Dedaunan mulai berjatuhan
Lihat dia berjalan secara perlahan-lahan
Setiap langkahnya sangatlah teratur
Hingga tak menimbulkan sedikitpun suara
Apa yang telah terjadi padanya……
Aneh…, mengapa dia bersikap seperti itu……
Ayo mari kita bertanya padanya
“Hay apa yang kau lakukan
Mengapa langkahmu sangat teratur dan tak menimbulkan
suara
Sebenarnya apa yang telah terjadi padamu”

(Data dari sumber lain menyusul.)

PR #975, opened 2026-07-29
savestate: bound firmware data when loading

acts-1631:
A crafted savestate can declare more firmware bytes than the fixed firmware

Setelah menoleh kearah kiri dan kanan
Berbisiklah dia…..
“apakah kau tak tahu bahwa saat ini bangsa kita sedang di bantai dan
aku adalah salah satu dari sekian banyak orang dari bangsa kita yang berhasil
meloloskan diri dari pengejaran, pembunuhan dan pemerkosaan, perampasan hak
milik, hak hidup, serta HAK ASASI dari
bangsa kita dan yang paling kejam adalah mereka memperkosa ibu bangsa
kita lalu secara perlahan-lahan mengeluarkan isi perutnya kemudian dia akan
mati seperti kita anak-anaknya”
Setelah berkata demikian dia duduk di dekat sebuah pohon lalu
melanjutkan lagi cerita yang baru saja ia ceritakan padaku
“dengarkan aku baik-baik sesungguhnya banyak harta, dan nyawa yang
telah di ambil dengan Cuma -Cuma melalui cara paksa yang halus, sehingga kau
dan aku tak menyadirinya. Kita di beri uang agar uang memperbudak kita, sehingga
dengan mudahnya mereka dapat merampas segalanya dari tangan kita, kita akan di
paksa oleh uang untuk menyembahnya. Sehingga di pikiran kita hanya uang yang
kita ketahui. Dan demi uang kita rela memberi nyawa, tanah, dan segalanya”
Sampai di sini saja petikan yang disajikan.